→ PROBLEM TO WORK ON: Number of lines with "TheRealMDoerr" in the listing: report it, and nothing else.

→ LISTED ENTRIES:
PR #410, opened 2021-09-24
8271567: AArch64: AES Galois CounterMode (GCM) interleaved implementation using vector instructions

theRealAph:
This is a backport of the big AES/GCM patch from JDK head. It's a
major change and it's had very little time (almost a day) to mature in
head, so perhaps it shouldn't be backported to 11 for some time; I
wouldn't be at all surprised if some reviewers' reaction was "What
have you been smoking?" However, there is a good reason for a
backport: OpenJDK on x86 has a major advantage. AES/GCM is an
important cipher, the current AArch64 implementation is much slower
than x86, and some workloads are severely impacted.

I'm open to all arguments about why this should or shouldn't be pushed,
and I'm quite happy to wait for another release cycle or two if people
think that's the best course of action.

---------
### Progress

### Issue
 * [JDK-8271567](https://bugs.openjdk.java.net/browse/JDK-8271567): AArch64: AES Galois CounterMode (GCM) interleaved implementation using vector instructions

### Reviewers
 * [Xin Liu](https://openjdk.java.net/census#xliu) (@navyxliu - no project role)

### Reviewing

Checkout this PR locally: \
`$ git fetch https://git.openjdk.java.net/jdk11u-dev pull/410/head:pull/410` \
`$ git checkout pull/410`

`$ git checkout pull/410` \
`$ git pull https://git.openjdk.java.net/jdk11u-dev pull/410/head`

</details>

Checkout this PR locally: \
`$ git pr checkout 410`

`$ git pr show -t 410`

</details>

<a href="https://git.openjdk.java.net/jdk11u-dev/pull/410.diff">https://git.openjdk.java.net/jdk11u-dev/pull/410.diff</a>

</details>

### DIFF
--- a/src/hotspot/cpu/aarch64/vm_version_aarch64.cpp
+++ b/src/hotspot/cpu/aarch64/vm_version_aarch64.cpp
@@ -309,7 +309,7 @@ void VM_Version::get_processor_features() {
       UseAES = true;
     }
     if (FLAG_IS_DEFAULT(UseAESCTRIntrinsics)) {
-      FLAG_SET_DEFAULT(UseAESCTRIntrinsics, true);
+      FLAG_SET_DEFAULT(UseAESCTRIntrinsics, false);
     }
   } else {
     if (UseAES) {
--- a/src/hotspot/cpu/aarch64/vm_version_aarch64.cpp
+++ b/src/hotspot/cpu/aarch64/vm_version_aarch64.cpp
@@ -308,6 +308,9 @@ void VM_Version::get_processor_features() {
       warning("UseAESIntrinsics enabled, but UseAES not, enabling");
       UseAES = true;
     }
+    if (FLAG_IS_DEFAULT(UseAESCTRIntrinsics)) {
+      FLAG_SET_DEFAULT(UseAESCTRIntrinsics, true);
+    }
   } else {
     if (UseAES) {
       warning("AES instructions are not available on this CPU");
@@ -317,11 +320,10 @@ void VM_Version::get_processor_features() {
       warning("AES intrinsics are not available on this CPU");
       FLAG_SET_DEFAULT(UseAESIntrinsics, false);
     }
-  }
-
-  if (UseAESCTRIntrinsics) {
-    warning("AES/CTR intrinsics are not available on this CPU");
-    FLAG_SET_DEFAULT(UseAESCTRIntrinsics, false);
+    if (UseAESCTRIntrinsics) {
+      warning("AES/CTR intrinsics are not available on this CPU");
+      FLAG_SET_DEFAULT(UseAESCTRIntrinsics, false);
+    }
   }
 
   if (FLAG_IS_DEFAULT(UseCRC32Intrinsics)) {
--- a/src/hotspot/cpu/aarch64/globals_aarch64.hpp
+++ b/src/hotspot/cpu/aarch64/globals_aarch64.hpp
@@ -117,12 +117,10 @@ define_pd_global(intx, InlineSmallCode,          1000);
   product(intx, BlockZeroingLowLimit, 256,                              \
           "Minimum size in bytes when block zeroing will be used")      \
           range(1, max_jint)                                            \
-  product(bool, TraceTraps, false, "Trace all traps the signal handler") \
+  product(bool, TraceTraps, false, "Trace all traps the signal handler")\
   product(int, SoftwarePrefetchHintDistance, -1,                        \
           "Use prfm hint with specified distance in compiled code."     \
           "Value -1 means off.")                                        \
-          range(-1, 4096)                                               \
-  product(bool, UseAESGCMIntrinsics, false,                             \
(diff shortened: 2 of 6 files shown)


simonis:
I have no problem with you smoking whatsoever you like :)

But more serious. This isn't a full review but from a quick check it looks like this feature can easily turned off with `-XX:-UseAESCTRIntrinsics`, right? So in that case I have no objections of downporting this instantly to 11u. We might even be ultra-conservative and make `-XX:-UseAESCTRIntrinsics` the default in the downport, but I'm not sure it that's necessary.

Thanks for implementing this intrinsic and dowporting to 11u. It closes a real gap between x64 and aarch64,
Volker

theRealAph:
> But more serious. This isn't a full review but from a quick check it looks like this feature can easily turned off with `-XX:-UseAESCTRIntrinsics`, right? So in that case I have no objections of downporting this instantly to 11u. We might even be ultra-conservative and make `-XX:-UseAESCTRIntrinsics` the default in the downport, but I'm not sure it that's necessary.

I hadn't considered that idea, but it makes sense to turn it off by default. The problem is, I guess, that many customers won't know about it, would have poor performance, and maybe blame AArch64 servers.

shipilev:
Since this is math-heavy crypto code, I would rather wait for somebody to use/real-test the upstream implementation first. Unfortunately, timing is against us for JDK 18, as it would release only in March, and so if we want JDK 18 to be proven to work first, this would mean slipping the 11u backport to July 2022.

So I would propose this: wait another 6..8 weeks to see if AArch64 regressions are reported in mainline, then backport this to 11u for January 2022, disabled by default. Have a 11u-specific issue to remember enabling it by default after JDK 18 graduates and people get exposed to this code by default in JDK 18.

It would also help if we were able to throw some targeted testing for mainline code. Are there known good crypto test suites that could poke the holes in this implementation?

shipilev:
Now that I wrote this, another question: what about 17u? I think it is easier/cleaner to backport there first.

theRealAph:
> Since this is math-heavy crypto code, I would rather wait for somebody to use/real-test the upstream implementation first. Unfortunately, timing is against us for JDK 18, as it would release only in March, and so if we want JDK 18 to be proven to work first, this would mean slipping the 11u backport to July 2022.
> 
> So I would propose this: wait another 6..8 weeks to see if AArch64 regressions are reported in mainline, then backport this to 11u for January 2022, disabled by default.

OK. I'm not sure that disabling by default much reduces risk, because this patch does a fair bit of refactoring and commoning, even if the fast paths aren't enabled.

> Have a 11u-specific issue to remember enabling it by default after JDK 18 graduates and people get exposed to this code by default in JDK 18. This way we could also see some opt-in 11u testing (which is presumably a larger population than JDK 18 adopters).

Seems reasonable.

> It would also help if we were able to throw some targeted testing for mainline code. Are there known good crypto test suites that could poke the holes in this implementation?

Authenticated encryption is mostly self-testing: that's the idea.
I'm trying to think of where the errors might be. 

- Buffer overruns / other heap corruption.
- Incorrect encryption/decryption when update() is called with oddly-sized byte[].
- Failure to detect bad authentication tag.

The upper layers are passed the auth data, which they check, and the jtreg tests run the intrinsic against the pure-Java code. That should be enough to make sure we don't have an incorrect (but self-consistent) implementation.

External test suites might not run for long enough to test the intrinsic. I'll have a look at Wycheproof.

theRealAph:
I've reworked this to leave the existing code, so that unless `-XX:-UseAESCTRIntrinsics` is used on the command line this patch is entirely disabled.

src/hotspot/cpu/aarch64/vm_version_aarch64.cpp
```diff
@@ -308,6 +308,9 @@ void VM_Version::get_processor_features() {
       warning("UseAESIntrinsics enabled, but UseAES not, enabling");
       UseAES = true;
     }
+    if (FLAG_IS_DEFAULT(UseAESCTRIntrinsics)) {
+      FLAG_SET_DEFAULT(UseAESCTRIntrinsics, false);
+    }
```
shipilev, line 313: `UseAESCTRIntrinsics` is already `false` by default, so this seems to be excessive. No harm doing this anyway.

shipilev (approved):
Looks fine to me.

RealCLanger:
@theRealAph, could you trigger a GHA run by first checking that it is enabled here - https://github.com/theRealAph/jdk11u-dev/actions - and then merging in current master branch?

src/hotspot/cpu/aarch64/vm_version_aarch64.cpp
navyxliu: +1

navyxliu (approved):
LGTM.  
I wish this is on by default, but I understand your concern. `UseAESCTRIntrinsics` is a diagnostic parameter. At least, it will allow bravehearts to try it out.

PR #486, opened 2021-10-06
Backport 6cbf57aa377c3e6edf79f31927e5cea69ef90a1d

GoeLin:
I backport this for parity with 11.0.14-oracle.

I had to resolve some chunks due to context differences.
Other places did not apply because there are only
test cases up to 10 in the current test.
I added the test cases New11 and New14, they seem 
to make sense for 11 now.
I had to undo the text blocks.

Unfortunately "8211148: var in implicit lambdas shouldn't be accepted
for source < 11" is not in 11, so New11 can be compiled with 
-source 10.  I commented out that test case. 
Test is passing this way.


RealCLanger:
> Unfortunately "8211148: var in implicit lambdas shouldn't be accepted for source < 11" is not in 11, so New11 can be compiled with -source 10. I commented out that test case. Test is passing this way.

I assume you'll update this one after you backported 8211148 with #497, right?

GoeLin:
"8211148: var in implicit lambdas shouldn't be accepted for source < 11" was pushed to jdk11u-dev, so I updated the test to also check the difference between 10 and 11.

TheRealMDoerr (approved):
New version LGTM.

PR #487, opened 2021-10-06
Backport 24bf35f862e285eeca662b9829901c0f91d247d5

GoeLin:
I want to downport this to jdk11u-dev so that downporting the follow up 
"JDK-8268714: [macos-aarch64] 7 java/net/httpclient/websocket tests failed"
is more simple.

I had to resolve the following parts:

Copyright in several files.

PlainHttpConnection.java  Change in a comment that was added in "8256459: java/net/httpclient/ManyRequests.java and java/net/httpclien..." does not apply. Skipped.

ProblemList: Tests removed were not problem listed.

PendingOperations.java: 
 * imports due to context changes
 * cleanup(): Changes from "8249786: java/net/httpclient/websocket/PendingPingTextClose.java fails very infrequently" are missing. I added the output to System.err from that change.

PendingPingTextClose.java: Different indentation and line breaking.

PendingPongTextClose.java: Different context.

### DIFF
--- a/src/java.net.http/share/classes/jdk/internal/net/http/HttpClientImpl.java
+++ b/src/java.net.http/share/classes/jdk/internal/net/http/HttpClientImpl.java
@@ -1,5 +1,5 @@
 /*
- * Copyright (c) 2015, 2018, Oracle and/or its affiliates. All rights reserved.
+ * Copyright (c) 2015, 2021, Oracle and/or its affiliates. All rights reserved.
  * DO NOT ALTER OR REMOVE COPYRIGHT NOTICES OR THIS FILE HEADER.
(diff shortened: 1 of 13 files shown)


theRealAph:
From the discussion at https://github.com/openjdk/jdk17/pull/79, this is a dubious fix for some rather dubious tests. It touches a lot of shared runtime code which isn't broken. Surely this is a classic case of It Ain't Broke, Don't Fix It.

GoeLin:
OK, I drop this. See also my reasoning in the comments of JDK-8268714.
(Actually the test changes do not depend on the runtime changes. So they also could just be omitted.)

PR #488, opened 2021-10-06
8267652: c2 loop unrolling by 8 results in reading memory past array

VladimirKempik:
The backport can't be applied clean to jdk11 ( due to the miss of 8223347: Integration of Vector API (Incubator) )  and needed big rework.

The main idea behind the backport is to add new check to functions with VecS or VecD argument ( those who can read less than 16 bytes from memory) and not touch VecX/VecY/VecZ types.

The problematic place before the patch :

  0x000000011dd55603: vmovq  0x10(%r10,%rsi,1),%xmm0
  0x000000011dd5560a: vpxor  0x10(%r11,%rsi,1),%xmm0,%xmm0
  0x000000011dd55611: vmovq  %xmm0,0x10(%r13,%rsi,1)  ;*bastore {reexecute=0 rethrow=0 return_oop=0}
                                                ; - repro::xor_array@18 (line 12)

and after the patch:

  0x000000011f9a4d95: vmovq  0x10(%r11,%rsi,1),%xmm0
  0x000000011f9a4d9c: vmovq  0x10(%r10,%rsi,1),%xmm1
  0x000000011f9a4da3: vpxor  %xmm1,%xmm0,%xmm0
  0x000000011f9a4da7: vmovq  %xmm0,0x10(%r13,%rsi,1)  ;*bastore {reexecute=0 rethrow=0 return_oop=0}
                                                ; - repro::xor_array@18 (line 12)

Testing is pending.

### DIFF
--- a/src/hotspot/cpu/x86/x86.ad
+++ b/src/hotspot/cpu/x86/x86.ad
@@ -1297,6 +1297,16 @@ class HandlerImpl {
 #endif
 };
 
+inline uint vector_length(const Node* n) {
+  const TypeVect* vt = n->bottom_type()->is_vect();
+  return vt->length();
+}
+
+inline uint vector_length_in_bytes(const Node* n) {
+  const TypeVect* vt = n->bottom_type()->is_vect();
+  return vt->length_in_bytes();
+}
+
 %} // end source_hpp
 
 source %{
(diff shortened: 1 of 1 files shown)


TheRealMDoerr:
Thanks for backporting it! Looks like you have addressed all required nodes. So, I think it's good. We'll test the fix.

PR #217, opened 2021-06-17
Add withdraw cli

classicalliu:


crates/tools/src/main.rs
```diff
@@ -229,6 +230,84 @@ fn main() {
                         .takes_value(true)
                         .default_value("http://127.0.0.1:8119")
                         .help("Godwoken jsonrpc rpc sever URL"),
+                )
+                .arg(
```
jjyr, line 234: IMO the cli should automatically try `gw_` version RPC after we failed to request a RPC.

```
Failed to request /xxx
Retry /gw_xxx ...
```

jjyr (changes requested):

crates/tools/src/main.rs
classicalliu: Updated.

jjyr (approved):

PR #219, opened 2021-06-18
Update generate-config command

EthanYuan:
Update OPTIONS( delete one and add new three):	
    ...
    ~~-p  \<polyjuice-binaries-dir-path\>   Polyjuice binaries directory path~~	
    -k  \<privkey-path\>			            The private key file path
    -c  \<scripts-deploy-config-path\> 	    Scripts depoly config json file path
    -u  \<rpc-server-url\>				    Rpc server url [default: localhost:8119]

The original command line is as follows:

```bash
cargo run --bin gw-tools -- generate-config -g deploy/genesis-deploy-result.json -s deploy/scripts-deploy-result.json  
-o config.toml -p deploy/
```

The updated command line is as follows:

```bash
cargo run --bin gw-tools -- generate-config -g deploy/genesis-deploy-result.json -s deploy/scripts-deploy-result.json  
-o deploy/node1/config.toml -k deploy/node1/pk -c deploy/scripts-deploy.json 
```

All fields of the output config.toml will be filled in correctly. 

Note: 
- The scripts-deploy.json is generated by the command prepare-scripts.
- Each call can only output config file for one node.

### DIFF
--- a/crates/tools/src/generate_config.rs
+++ b/crates/tools/src/generate_config.rs
@@ -8,14 +8,31 @@ use gw_config::{
     RPCServerConfig, StoreConfig, WalletConfig, Web3IndexerConfig,
 };
 use gw_jsonrpc_types::godwoken::L2BlockCommittedInfo;
-use std::{fs, path::Path};
+use serde::{Deserialize, Serialize};
+use std::collections::HashMap;
+use std::{
+    fs,
+    path::{Path, PathBuf},
+};
 
-const BACKEND_BINARIES_DIR: &str = "godwoken-scripts/c/build";
+#[derive(Clone, Serialize, Deserialize, PartialEq, Eq, Debug)]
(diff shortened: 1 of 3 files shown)


crates/tools/src/generate_config.rs
```diff
@@ -51,13 +76,42 @@ pub fn generate_config(
...
+        hex::decode_to_slice(
+            node_wallet_info
+                .block_assembler_code_hash
+                .strip_prefix("0x")
+                .expect("get code hash"),
+            &mut hash as &mut [u8],
+        )?;
+        hash
+    };
+    let args: [u8; 20] = {
```
jjyr, line 91: The args does not has to be 20 bytes. We should use Bytes to represent args.

jjyr (changes requested):

jjyr (approved):

PR #224, opened 2021-06-22
feat: implement test mode

zeroqn:
### brief
This pr add ```test mode```. In test mode, godwoken will stop produce new block and expose following jsonrpc methods

- tests_produce_block
- tests_should_produce_block
- tests_get_global_state

To produce an new block, we make a jsonrpc to ```tests_produce_block```.

### config change

```toml
[test_mode]
enable = false
```

Add above entry to ```config.toml```

#### method tests_produce_block
Update on-chain global state. Right now only produce new block is supported. 

##### method tests_should_produce_block
Whether this node has right to produce next block

##### method tests_get_global_state
Return on-chain global state

#### Example

```sh
echo '{
    "id": 2,
    "jsonrpc": "2.0",
    "method": "tests_produce_block",
    "params": ["none"]
}' \
| tr -d '\n' \
| curl -H 'content-type: application/json' -d @- \
http://localhost:8119//

echo '{
    "id": 2,
    "jsonrpc": "2.0",
    "method": "tests_should_produce_block",
    "params": []
}' \
| tr -d '\n' \
| curl -H 'content-type: application/json' -d @- \
http://localhost:8119

echo '{
    "id": 2,
    "jsonrpc": "2.0",
    "method": "tests_get_global_state",
    "params": []
}' \
| tr -d '\n' \
| curl -H 'content-type: application/json' -d @- \
http://localhost:8119/
```


crates/config/src/config.rs
```diff
@@ -87,3 +88,31 @@ pub struct Web3IndexerConfig {
...
+
+#[derive(Clone, Copy, Debug, PartialEq, Eq, Serialize, Deserialize)]
+#[serde(rename_all = "lowercase")]
+pub enum TestMode {
+    Enable,
+    Disable,
+}
+
+#[derive(Clone, Debug, PartialEq, Serialize, Deserialize)]
+pub struct TestModeConfig {
```
jjyr, line 100: We can use `TestMode` in the config. Please remove this.

crates/rpc-server/src/registry.rs
```diff
@@ -40,14 +51,27 @@ pub struct Registry {
     generator: Arc<Generator>,
     mem_pool: Arc<MemPool>,
     store: Store,
+    test_mode: TestMode,
+    tests_rpc_impl: Arc<BoxedTestsRPCImpl>,
```
jjyr, line 55: IMO we do not need a trait here, we can use TestModeControl type.

jjyr (changes requested):

crates/rpc-server/src/registry.rs
zeroqn: But this result in cyclic dependency. ```TestModeControl``` needs ```poa``` and ```rpc-client``` in ```block-producer```.

jjyr (approved):

PR #262, opened 2021-07-18
I fix: insert data_hash key into SMT

jjyr:


TheWaWaR (dismissed):

TheWaWaR:
Please fix the commit message: `I fix: insert data_hash key into SMT`

PR #266, opened 2021-07-18
fix(challenger): cancel challenge may spend owner cell twice

zeroqn:
Cancel challenge should filter inputs from verifier tx.


jjyr (dismissed):

jjyr:
Pls rebase

jjyr (approved):

PR #274, opened 2021-07-22
Update rpc get_block, return L2BlockWithStatus.

EthanYuan:


crates/rpc-server/src/registry.rs
```diff
@@ -128,14 +128,26 @@ async fn ping() -> Result<String> {
...
-) -> Result<Option<L2BlockView>> {
+) -> Result<Option<L2BlockWithStatus>> {
     let block_hash = to_h256(block_hash);
     let db = store.begin_transaction();
     let block_opt = db.get_block(&block_hash)?.map(|block| {
         let block_view: L2BlockView = block.into();
         block_view
     });
-    Ok(block_opt)
+    let l2_block_status = if H256::zero() != db.reverted_block_smt()?.get(&block_hash)? {
```
jjyr, line 138:
```suggestion
    let l2_block_status = if !db.reverted_block_smt()?.get(&block_hash)?.is_zero() {
```

jjyr (changes requested):

jjyr:
https://github.com/nervosnetwork/godwoken/pull/276 is merged

crates/rpc-server/src/registry.rs
```diff
@@ -131,14 +135,27 @@ async fn ping() -> Result<String> {
...
-        block_view
-    });
-    Ok(block_opt)
+    let block_opt = db.get_block(&block_hash)?;
+    let mut status = L2BlockStatus::Unfinalized;
+    if let Some(ref block) = block_opt {
+        if !db.reverted_block_smt()?.get(&block_hash)?.is_zero() {
+            status = L2BlockStatus::Reverted;
+        } else {
+            let tip_block_number = db.get_last_valid_tip_block()?.raw().number().unpack();
```
jjyr, line 148: We also need to check that block is exist in the block_smt & return None if it is not found.

jjyr (changes requested):

crates/rpc-server/src/registry.rs
```diff
@@ -131,14 +135,30 @@ async fn ping() -> Result<String> {
...
-    let block_opt = db.get_block(&block_hash)?.map(|block| {
-        let block_view: L2BlockView = block.into();
-        block_view
-    });
-    Ok(block_opt)
+    let block_opt = db.get_block(&block_hash)?;
+    let mut status = L2BlockStatus::Unfinalized;
+    if let Some(ref block) = block_opt {
+        if db.block_smt()?.get(&block.smt_key().into())?.is_zero() {
+            return Ok(None);
```
jjyr, line 146: If a block is reverted, we can't find it from block_smt, which means this RPC would never return a reverted block.

jjyr (changes requested):

crates/rpc-server/src/registry.rs
zeroqn: Block's smt key is block number. For reverted block, we should check reverted block smt first. If valid tip block number is smaller than queried reverted block, block smt will return H256::zero. If valid tip block number is equal or bigger than reverted block, block smt will return different block hash.

jjyr (dismissed):

jjyr (approved):

zeroqn (approved):

Flouse (approved):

→ FINISHED TASK: 2